Getting OLD…… hmmm. Sometimes you encounter a sense that it
is all hard: Creaking stiff limbs and failing health, loss of our more vital
lives and identities, financial worries, and the parade of deaths of our
friends and family.
I recently came upon some
quotes that might lead us to alter that impression. There are many reasons that the last third of our lives can
be quite stellar. If we are doing
the work of growing our emotional and spiritual lives, there can be such reward
during this period.
In our youth and mid lives
we can explore the outer world and learn about ourselves by traveling and
challenging our careers, our minds, our bodies and it is wonderfully
fulfilling, life altering, satisfying, and defining. This next part of our lives truly asks for a more
internal journey. The tasks that can help us achieve this as outlined in “Analysis
with the Aged”, in the book Jungian Analysis by Murray Stein are as follows:
1)
Face the
realities of aging and you eventual death. Our awareness of the limited time left to us allows for a
deeper, more meaningful engagement with our world, activities and people.
2)
Take some time
to remember your life, write a memoir, talk to people about your experiences,
write in a journal, make letters to leave after your death. These things all allow us to be seen,
and this allows us to move forward and be more present.
3)
Do some
evaluation of where our time and energies are spent. Reset limits.
As we let go of old obligations and aspirations, we can use our
attention and energy on what is now our real focus and what is actually
achievable.
4) Work through the parts of us needing to impress others. Letting go of the exhausting job of creating a persona for others. Becoming more visible as we are and being less bound by ego.

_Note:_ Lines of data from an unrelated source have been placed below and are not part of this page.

PR #603, opened 2025-10-14
fix whitespace rendering and improve comments

### LINKED ISSUE #602: [content] Markdown inline spans nested within blocks render with extra spaces
When at the top level, this Markdown renders as expected:

```markdown
`abstract` with `sealed`. A [sealed](#sealed) class is
implicitly [abstract](#abstract).

`interface`, `final` or `sealed` with `mixin`. These access modifiers
prevent [mixing in][mixin].
```

However, when rendered within a list element, like:

```markdown
* `abstract` with `sealed`. A [sealed](#sealed) class is
  implicitly [abstract](#abstract).
* `interface`, `final` or `sealed` with `mixin`. These access modifiers
  prevent [mixing in][mixin].
```

There is an extra space added after each inline span and before the periods:

Screenshot of the rendered output

schultek:
## Description

Fixes #602 

## Type of Change

- 🛠️ Bug fix

### DIFF
--- a/packages/jaspr/lib/src/server/markup_render_object.dart
+++ b/packages/jaspr/lib/src/server/markup_render_object.dart
@@ -71,7 +71,7 @@ abstract class MarkupRenderObject extends RenderObject {
     var trailingWhitespace = false;
 
     if (children.isNotEmpty) {
-      final childOutput = <(String, bool, bool, bool)>[];
+      final childOutput = <({String html, bool leading, bool trailing, bool hasNewline})>[];
       var childOutputLength = 0;
       var childOutputLinebreak = false;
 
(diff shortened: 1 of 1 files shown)


packages/jaspr/lib/src/server/markup_render_object.dart
```diff
@@ -57,13 +64,14 @@ abstract class MarkupRenderObject extends RenderObject {
...
     final output = StringBuffer();
+    // Don't increase the indent for fragments.
     final childIndent = this is MarkupRenderFragment ? indent : '$indent  ';
 
     var leadingWhitespace = false;
     var trailingWhitespace = false;
 
     if (children.isNotEmpty) {
-      final childOutput = <(String, bool, bool)>[];
+      final childOutput = <(String, bool, bool, bool)>[];
```
parlough: Consider changing these records to use named fields, as the code later on with the indexed accesses is a bit hard to understand without referring back.

schultek: Agreed

Issue #604, opened 2025-10-15
[content] Data based override to disable template processing for a `Page`


parlough:
Can there be a way for an individual page (through its frontmatter/data) to skip rendering with the configured template engine?

I know I can create a separate `PageConfig` but it doesn't always makes sense when everything else will be shared.

schultek:
Since the `TemplateEngine` class gets the full page, it can decide when to render or not. So I would just recommend subclassing `TemplateEngine` and checking for some page data value yourself. This doesn't need a change in jaspr_content imo.

Edit: Reason is I don't want to add too many "magic" data properties in jaspr_content itself.

PR #605, opened 2025-10-16
[content] Enable a page to skip template rendering

parlough:
Resolves https://github.com/schultek/jaspr/issues/604


schultek:
See comment on issue

PR #611, opened 2025-10-22
feat: html class components

### LINKED ISSUE #590: [feature] Explore making html component functions classes with const constructors
While they don't follow typical naming patterns for Dart classes/types, the distinction serves a purpose that is potentially worth the one time exception.

schultek:
## Description

- Refactor all html components to be class components instead of functions.
- Move all DOM APIs (html components, styles, etc.) to `package:jaspr/dom.dart` library.
- Deprecate `text()`, `fragment()` and `raw()` functions.
- Remove `package:jaspr/ui.dart` library.
- Update all apps and examples to Dart 3.10 and migrate to dot shorthands.

Resolves #590 

## Type of Change

- ❌ Breaking change

## Ready Checklist


packages/jaspr/lib/dom.dart
```diff
@@ -0,0 +1,7 @@
+export 'jaspr.dart' hide runApp, Document;
```
parlough: I'd personally recommend dropping this export. It will cause inconsistencies in how people access members from `jaspr.dart`.

It'll also result in `dom.dart` showing up as a duplicate option when adding imports for items from `jaspr.dart`, requiring developers to have to keep making extra choices.

packages/jaspr/lib/ui.dart
parlough, line 1: Thanks for removing this. The utilities were nice, but dropping them simplifies Jaspr and developers can replicate the functionality relatively easily.

packages/jaspr/lib/src/dom/validator.dart
parlough, line 1: Considering this restructuring, what do you think about making this an internal class and not exporting it in the public API? It seems like it might need to evolve over time and is more catered towards Jaspr's internal usage. 

If you think it's valuable outside of Jaspr, perhaps we can make a more general purpose package later on.

packages/jaspr/lib/src/framework/components.dart
```diff
@@ -2,8 +2,8 @@ part of 'framework.dart';
 
 /// Represents a html element in the DOM
 ///
-/// Must have a [tag] and any number of attributes.
-/// Can have a single [child] component or any amount of [children].
+/// Must have a [tag] and any number of [attributes].
+/// Accepts a list of [children].
```
parlough, line 6: Nice catch on this old mention.

But it makes me wonder, should this and `Component.element` accept a single child so they're consistent with self-authored components? Especially now that `.fragment` is easier with this change?

The html-classes like `div` could of course still accept a list to be consistent with the html experience they provide.

packages/jaspr/CHANGELOG.md
```diff
@@ -1,5 +1,29 @@
 ## Unreleased breaking
 
+- **Breaking** Moved all html components, style classes and dom utilities including `div()` et al., `Styles`, `css`, `Color` et al., `events()`, `RawText`, `DomValidator` and `ViewTransitionMixin` to separate `package:jaspr/dom.dart` library.
+
+  This reduces the "pollution" of the global namespace when importing `package:jaspr/jaspr.dart` and allows for more fine-grained control of imported APIs.
```
parlough, line 5: Woo!! Thank you 🥳

packages/jaspr/tool/generate_html.dart
```diff
@@ -18,189 +23,333 @@ const htmlSpec = ${const JsonEncoder.withIndent('  ').convert(specJson)};
...
-            final name = type['name'];
-            content.write(name);
-          } else if (type == 'content') {
-            content.write('String');
-            contentParam = name;
-          } else {
-            throw ArgumentError('Attribute type is unknown ($type) for attribute $key.$tag.$attr');
-          }
+        l.body.add(
+          Class((c) {
```
parlough, line 50: Consider adding the `final` [modifier](https://pub.dev/documentation/code_builder/latest/code_builder/Class/modifier.html) to each of these generated classes. They definitely shouldn't be extended or implemented by Jaspr developers :D 

That should also prevent it from ever showing up as a confusing auto-completion suggestion when implementing or extending a class.

packages/jaspr/lib/src/framework/components.dart
schultek: That would mean all html components would need to build an additional fragment, almost doubling the total number of render objects in an app and causing a potentially huge drop in performance. Also I still want this api to represent standard html elements, which naturally can have multiple children.

packages/jaspr/tool/generate_html.dart
schultek: Good idea

packages/jaspr/lib/dom.dart
schultek: Sounds fair.

packages/jaspr/lib/src/dom/validator.dart
schultek: I removed it from the library exports.

PR #614, opened 2025-10-23
Remove dependency on jaspr_repo from published packages

parlough:
This should hopefully allow analysis on pub.dev to succeed.


schultek:
@parlough This is working for me locally and the pipeline also succeeds. I'm happy to merge when you set it to ready.

Issue #64, opened 2015-07-15
CompileNodeToValue: compile complex expressions


asgrim:
e.g. stuff like `["foo"."bar" => 2 * 3]`

They are constant expressions, but currently not supported.

asgrim:
Also:

```php
<?php

class Foo
{
    const BAR = 123 * self::BAZ;
    const BAZ = 456 * self::BAR;
}

var_dump(Foo::BAR, Foo::BAZ);
```

asgrim:
@ircmaxell I'd love it if you had any feedback on what the best way to implement this may be.

To summarise, given that we have an AST node (that represents a value):

```php
public function foo($x = null) {
```

Currently we have this [current CompileNodeToValue.php](https://github.com/Roave/BetterReflection/blob/336d9aa95e703907dd8e2f17ea8d3947796ed1f6/src/NodeCompiler/CompileNodeToValue.php)

Which takes the AST node (representing `null` in the example above), and evaluating `null` is pretty simple (it is a `ConstNode` so we can just return the value `null`).

However, it starts to get a little more complicated if you have an expression, e.g.:

```php
5 + (self::FOO * 3)
```

The AST tree needs to essentially be "compiled" now (beyond the rudimentary switch we have currently). The current proposal we have is in [proposed CompileNodeToValue.php](https://github.com/Roave/BetterReflection/blob/a79162c1dd1079e6ac468d0a25e601c47e65aa68/src/NodeCompiler/CompileNodeToValue.php) (part of PR #67), but basically uses the `PhpParser` printer to render PHP code (for whitelisted nodes) and then `eval()`'s the statement...

The main issues at the moment with this approach is:

* `ClassConstFetch` and `ConstFetch` (that isn't `true|false|null`) are difficult to evaluate - contextual information is required to do this. We've discussed this in issue #19 and feel that the best solution at the moment is to only resolve `ClassConstFetch`, otherwise there's a big rabbit hole. Bear in mind we could potentially be very limited to the scope we are able to look for defined constants for example (e.g. if we only have the source code of a single file, but the constant defined in a different file to that which we are reflecting from, then we would not be able to evaluate the constant).
* This code in #67 uses `eval()`... despite using a white list, I still feel uncomfortable using `eval()` to do this, although I'm not sure if there are any other approaches...

If you have any moments spare, I'd love it if we could pick your brains on this one! Thanks so much :)

asgrim:
Closed in #95

Issue #19, opened 2015-07-02
CompileNodeToValue does not evaluate the value of constant expressions


asgrim:
If you have a parameter with a default value of a constant (e.g. `self::WHATEVER`), we currently do not evaluate the *value* of `self::WHATEVER`, we just return `self::WHATEVER` as a string. This is incorrect, we need to (wherever possible) determine the actual value.

asgrim:
Failing test case:

```php
public function testClassConstantUsedAsDefaultValue()
{
    $php = '<?php
        class MyClass {
            const FOO = 123;

            public function bar($baz = self::FOO);
        }
    ';

    $tree = (new Parser(new Lexer))->parse($php);

    $actualValue = (new CompileNodeToValue())
        ->__invoke($tree[0]->stmts[1]->params[0]->default);
    $this->assertSame(123, $actualValue);
}
```

Ocramius:
Few notes:

 - constants in a class can refer to other constants in a class (recursive evaluation)
 - constants may be undefined (php does trigger a notice at runtime in those cases: http://3v4l.org/rDiY1)

asgrim:
Also note that you could have something like:

```php
<?php
define("LOL", $argv[0]);

function foo($foo = LOL) {
 var_dump($foo);
}
```

which you can never determine statically, because $argv[0] is out of context. Note that `define` is a `Node\Expr\FuncCall`, and the second parameter is a node something like:

```
Node\Expr\ArrayDimFetch
  ->var = Node\Expr\Variable
    ->name = argv
  ->dim = Node\Scalar\LNumber
    ->value = 0
```

However, pretty much exactly the same but we **can** work this one out:

```php
<?php
define("LOL", 123);

function foo($foo = LOL) {
 var_dump($foo);
}
```

As you'd just find all the constants defined as "LOL" and see it is a scalar expression. It gets a little more complicated when you have:

```php
<?php
$foo = [1, 2, 3];
define("LOL", $foo[0]);

function foo($foo = LOL) {
 var_dump($foo);
}
```

With this you have almost no more information in the specific node, so you MUST look around in the context (the code...) and try to evaluate the expression.

```
Node\Expr\ArrayDimFetch
  ->var = Node\Expr\Variable
    ->name = foo
  ->dim = Node\Scalar\LNumber
    ->value = 0
```

[...]

PR #67, opened 2015-07-15
[WIP] Improved node compilation in CompileNodeToValue (eval solution)

asgrim:
This PR aims to solve both #64 and #19 

An alternative solution exists in #95

### DIFF
--- a/src/NodeCompiler/CompileNodeToValue.php
+++ b/src/NodeCompiler/CompileNodeToValue.php
@@ -3,6 +3,7 @@
 namespace BetterReflection\NodeCompiler;
 
 use PhpParser\Node;
+use PhpParser\PrettyPrinter\Standard as Printer;
 
 class CompileNodeToValue
 {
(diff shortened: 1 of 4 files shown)


asgrim:
@Ocramius thoughts? :P

src/NodeCompiler/CompileNodeToValue.php
```diff
@@ -15,51 +16,67 @@ class CompileNodeToValue
...
-                    return true;
-                default:
-                    // @todo this should evaluate the VALUE, not the name
-                    /* @see https://github.com/Roave/BetterReflection/issues/19 */
-                    return $firstName;
-            }
+        $printer = new Printer();
+        $code = $printer->prettyPrint([$node]);
+
+        eval('$x = ' . $code);
```
nikic: A constant access could be nested in an expression (`foo::bar + 1`), in which case eval won't work (unless you actually want a runtime constant lookup).

Ocramius: Traversal to replace such nodes should indeed happen upfront :-(

asgrim: Aye, ConstFetch and ClassConstFetch have dedicated handlers above (although I haven't dealt with them properly yet still). It's mainly my concern using `eval` tbh...

Ocramius: @asgrim you can probably use `eval()` if you first validate that ALL the nodes are within a given whitelist (WHITELIST! No blacklists, plox :P )

asgrim: thanks for feedbacks folks :)

PR #73, opened 2015-07-19
`ReflectionClass#isSubclassOf()` support

Ocramius:
Required for #59

### DIFF
--- a/src/Reflection/ReflectionClass.php
+++ b/src/Reflection/ReflectionClass.php
@@ -5,6 +5,7 @@ namespace BetterReflection\Reflection;
 use BetterReflection\NodeCompiler\CompileNodeToValue;
 use BetterReflection\Reflection\Exception\NoParent;
 use BetterReflection\Reflection\Exception\NotAnObject;
+use BetterReflection\Reflection\Exception\NotAString;
 use BetterReflection\Reflector\ClassReflector;
 use BetterReflection\SourceLocator\AutoloadSourceLocator;
 use BetterReflection\SourceLocator\LocatedSource;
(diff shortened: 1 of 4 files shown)


src/Reflection/ReflectionClass.php
```diff
@@ -627,13 +628,13 @@ public function getTraitAliases()
...
-     * @param SourceLocator|null $sourceLocator a source locator - if none is provided, an autoloader-based locator
-     *                                          will be used
+     * @param SourceLocator $sourceLocator a source locator - if none is provided, an autoloader-based locator
+     *                                     will be used
      *
      * @return ReflectionClass[] An associative array of interfaces, with keys as interface names and the array
      *                           values as {@see ReflectionClass} objects.
      */
-    public function getInterfaces(SourceLocator $sourceLocator = null)
+    public function getInterfaces(SourceLocator $sourceLocator)
```
Ocramius: This was changed because the previous logic didn't account for a null source locator. This should be handled again when we have an idea of what we want when we deal with the injected reflector.

src/Reflection/ReflectionClass.php
```diff
@@ -688,6 +689,34 @@ public function isInstance($object)
     }
 
     /**
+     * Checks whether the given object is an instance
```
asgrim: Is this correct docs?

asgrim: I think it would be worth clarifying exactly the difference between this and `isInstanceOf`

Ocramius: Indeed. I'll change this.

PR #75, opened 2015-07-20
`ReflectionClass#implementsInterface()` support

Ocramius:
Required for #59


asgrim:
@Ocramius Hmm, I merged, but should this not traverse up the parent classes to see if the class implements an interface (but further up the inheritance tree)?

asgrim:
@Ocramius sorry, ignore me, I see it uses `getInterfaceNames()` which already goes up the tree ;)

PR #78, opened 2015-07-20
AggregateSourceLocator for combining multiple SourceLocators

### LINKED ISSUE #53: TraversableSourceLocator or something
The end goal of this is to come up with something that can locate from multiple files / sources. @Ocramius suggested using something traversable, so you pass in for example a `DirectoryIterator` which the locate would use to find the class. I like the flexibility of this approach, but the only question mark for me at the moment is how to determine the filename, for example if an `ArrayIterator` was given (which was an array of source code items etc.)

asgrim:
Add AggregateSourceLocator which is now used internally if the source locator specified is not already an aggregate.

This fixes #53 which means in the future we can add multiple sources to source locators.

### DIFF
--- a/src/Reflector/Generic.php
+++ b/src/Reflector/Generic.php
@@ -40,7 +40,7 @@ class Generic
             $aggregate = new AggregateSourceLocator([$this->sourceLocator]);
         }
 
-        foreach ($aggregate->__invoke($identifier) as $locatedSource) {
+        foreach ($aggregate($identifier) as $locatedSource) {
             try {
                 return $this->reflectFromLocatedSource($identifier, $locatedSource);
             }
--- a/src/Reflector/Generic.php
+++ b/src/Reflector/Generic.php
@@ -5,6 +5,7 @@ namespace BetterReflection\Reflector;
 use BetterReflection\Identifier\Identifier;
 use BetterReflection\Identifier\IdentifierType;
 use BetterReflection\Reflection\ReflectionFunction;
+use BetterReflection\SourceLocator\AggregateSourceLocator;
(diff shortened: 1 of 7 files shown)


src/Reflector/Generic.php
```diff
@@ -34,10 +35,20 @@ public function __construct(SourceLocator $sourceLocator)
...
-        return $this->reflectFromLocatedSource(
-            $identifier,
-            $this->sourceLocator->__invoke($identifier)
-        );
+        $aggregate = $this->sourceLocator;
+        if (!($aggregate instanceof AggregateSourceLocator)) {
+            $aggregate = new AggregateSourceLocator([$this->sourceLocator]);
+        }
+
+        foreach ($aggregate->__invoke($identifier) as $locatedSource) {
```
Ocramius: `$aggregate($identifier)`. If you use `__invoke` explicitly, you lose the advantage of type-hinting `callable`

src/Reflector/Generic.php
```diff
@@ -34,10 +35,20 @@ public function __construct(SourceLocator $sourceLocator)
...
+            try {
+                return $this->reflectFromLocatedSource($identifier, $locatedSource);
+            }
+            catch (Exception\IdentifierNotFound $identifierNotFound) {
+            }
+        }
+
+        throw Exception\IdentifierNotFound::fromIdentifier($identifier);
```
Ocramius: Should probably encapsulate the previous exceptions, in order to show tested paths. Overkill?

asgrim: Possibly in future, if someone requires it, otherwise YAGNI

PR #79, opened 2015-07-20
Source locator parameter removal when traversing reflection objects

Ocramius:


src/Reflection/ReflectionClass.php
```diff
@@ -370,22 +380,17 @@ public function getEndLine()
...
         }
 
-        $fqsen = $this->extendsClassType->__toString();
-
-        if (null !== $sourceLocator) {
-            $parent = (new ClassReflector($sourceLocator))->reflect($fqsen);
-        } else {
-            $parent = self::createFromName($fqsen);
-        }
+        // @TODO use actual `ClassReflector` or `FunctionReflector`?
```
asgrim: is this `@todo` still needed?

src/Reflection/ReflectionClass.php
```diff
@@ -540,18 +544,12 @@ private function getFqsenFromNamedNode(Node\Name $node)
...
+    private function reflectClassForNamedNode(Node\Name $node)
     {
-        $fqsen = $this->getFqsenFromNamedNode($node);
-
-        if (null !== $sourceLocator) {
-            return (new ClassReflector($sourceLocator))->reflect($fqsen);
-        }
-
-        return self::createFromName($fqsen);
+        // @TODO use actual `ClassReflector` or `FunctionReflector`?
```
asgrim: same

src/Reflection/ReflectionClass.php
```diff
@@ -370,22 +380,17 @@ public function getEndLine()
...
-        $fqsen = $this->extendsClassType->__toString();
-
-        if (null !== $sourceLocator) {
-            $parent = (new ClassReflector($sourceLocator))->reflect($fqsen);
-        } else {
-            $parent = self::createFromName($fqsen);
-        }
+        // @TODO use actual `ClassReflector` or `FunctionReflector`?
+        /* @var $parent self */
+        $parent = $this->reflector->reflect((string) $this->extendsClassType);
```
asgrim: Can you not just call `$this->reflectClassForNamedNode((string)$this->extendsClassType);`?

src/Reflection/ReflectionClass.php
Ocramius: I am still not sure, that's why it's still there. I have no specific `ClassReflector` hinting, therefore the usage is unsafe in here

src/Reflection/ReflectionClass.php
Ocramius: same as above. `@TODO` stands imo

src/Reflection/ReflectionClass.php
asgrim: Some kind of carnage...

PR #80, opened 2015-07-20
Internal class reflections

### LINKED ISSUE #38: Create ReflectionFunctions/ReflectionClasses from internal definitions
We currently can't create `ReflectionFunction`s and `ReflectionClass`es from internal functions/class, as the source code is not available. The only way I see is to use the core reflection API, which is a bit of a fudge, and would rely on #36 anyway (would it even be possible to get type hints? maybe not)

_Todo_
- [x] Internal classes (see #80)
- [x] Internal functions

asgrim:
This PR fixes #38

* `AggregateSourceLocator`s can be nested now (`Reflector\Generic` will recurse through them in a flat ordered way)
* I had to modify the behaviour of the `SourceLocator`s slightly so that they don't throw exceptions, but merely return null. This is so that when we loop through the `AggregateSourceLocator`, we don't break the loop.
* By default `PhpInternalSourceLocator` gets added to all calls to `reflect()`. Can be disabled by a paramter
* A new magic const is defined as a flag to notify `ReflectionClass` that the `LocatedSource` originated from the `PhpInternalSourceLocator` (thus `isInternal() === true`)

### Todo
* [x] Needs the rest of the internal classes implemented...
* [x] ~~~Need to implement functions too...~~~
* [x] More path coverage for `PhpInternalSourceLocator`

### DIFF
--- a/src/SourceLocator/AggregateSourceLocator.php
+++ b/src/SourceLocator/AggregateSourceLocator.php
@@ -30,7 +30,13 @@ class AggregateSourceLocator implements SourceLocator
     public function __invoke(Identifier $identifier)
     {
         foreach ($this->sourceLocators as $sourceLocator) {
-            yield $sourceLocator->__invoke($identifier);
+            if ($sourceLocator instanceof self) {
+                foreach ($sourceLocator->__invoke($identifier) as $value) {
+                    yield $value;
+                }
+                continue;
+            }
+            yield $sourceLocator($identifier);
         }
     }
 }
--- a/src/SourceLocator/LocatedSource.php
+++ b/src/SourceLocator/LocatedSource.php
@@ -7,8 +7,6 @@ namespace BetterReflection\SourceLocator;
  */
 class LocatedSource
 {
-    const INTERNAL_SOURCE_MAGIC_CONST = 'BetterReflectionPhpInternalSourceStub';
-
     /**
      * @var string
      */
@@ -19,6 +17,10 @@ class LocatedSource
      */
     private $filename;
 
+    /**
+     * @param string      $source
+     * @param string|null $filename
+     */
     public function __construct($source, $filename)
     {
         if (!is_string($source) || empty($source)) {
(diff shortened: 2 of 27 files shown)


src/SourceLocator/AggregateSourceLocator.php
```diff
@@ -30,7 +30,13 @@ public function __construct(array $sourceLocators = [])
     public function __invoke(Identifier $identifier)
     {
         foreach ($this->sourceLocators as $sourceLocator) {
-            yield $sourceLocator->__invoke($identifier);
+            if ($sourceLocator instanceof self) {
```
Ocramius: Why not just `if ($sourceLocator instanceof Traversable) {`?

src/SourceLocator/LocatedSource.php
```diff
@@ -31,7 +33,7 @@ public function __construct($source, $filename)
             );
         }
 
-        if (null !== $filename) {
+        if (null !== $filename && self::INTERNAL_SOURCE_MAGIC_CONST !== $filename) {
```
Ocramius: This is REALLY fishy and hard to comprehend

src/SourceLocator/PhpInternalSourceLocator.php
```diff
@@ -0,0 +1,30 @@
...
+            return null;
+        }
+
+        $methodName = str_replace('\\', '__', $identifier->getName());
+        if (!method_exists($this, $methodName)) {
+            return null;
+        }
+
+        return new LocatedSource(
+            '<?php ' . $this->$methodName(),
```
Ocramius: As suggested, stubbing would probably be better here...

src/SourceLocator/AggregateSourceLocator.php
asgrim: 'cuz `AggregateSourceLocator` is not `Traversable`?

src/SourceLocator/LocatedSource.php
asgrim: yeah, I wasn't sure how to do it, but it's basically to pass the flag down to `ReflectionClass->isInternal()` method so it knows internal or not

src/SourceLocator/PhpInternalSourceLocator.php
asgrim: $methodName returns the stub

Issue #34, opened 2015-07-03
Implement lazy/runtime reflection


asgrim:
Currently, we read the AST and populate the `Reflection*` objects at reflection-creation-time. This could potentially cause issues at some point, where somewhere down the line, an incomplete `Reflection*` could be used (case in point, see #27 - had to move the `declaringClass` to before the parent setup so that `getDeclaringClass()` was available when examining the method).

We could potentially simply store the AST at creation-time, and then when methods are called at run-time, perform required reflections as and when.

* [x] ReflectionProperty - #82 
* [x] ReflectionParameter - #83 
* [x] ReflectionMethod - #88 
* [x] ReflectionFunctionAbstract - #84 
* [x] ReflectionFunction (does not have anything to make lazy currently) - #84 
* [x] ReflectionClass #89

GeeH:
YES!

We should simply grab the AST when the class is reflected and perform some basic reflection, and lazily do the rest when the getters are called **as long as the AST is immutable** once the class is created.

asgrim:
Yeah, I'm thinking this is going to be much better overall, I'm going to put this into the 1.0.0 milestone, just so we don't have to worry about any BC breaks as a result of implementation.

PR #82, opened 2015-07-21
Made ReflectionProperty load lazily

asgrim:
Part of #34 - this PR makes `ReflectionProperty` load "lazily"


Ocramius:
As per review, requires testing internal state (greybox testing) in order to verify that lazy loading is properly happening.

PR #90, opened 2015-07-26
Increase coverage again

asgrim:
Improved coverage. There's a couple of uncovered things still:

* CompileNodeToValue - because implementation incomplete (bugs already open)
* `ClassReflector->reflect` - not sure why, the exit path seems uncovered for me, very odd o_O
* Similar thing with `Generic->reflectFromNamespace`, the parameter `LocatedSource $locatedSource` on L141 is uncovered for me

cov


Ocramius:
:+1:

5) Listening in a deeper way to what I have talked about as the “call”. It is the still small voice. Seeking wholeness, blending our understanding of our conscious and our unconscious presence, being receptive to our own mysteries and those of our world.
6) See your own patterns, make efforts to step outside them, seek understand of your true path and your particular reason for living, and then step onto that path.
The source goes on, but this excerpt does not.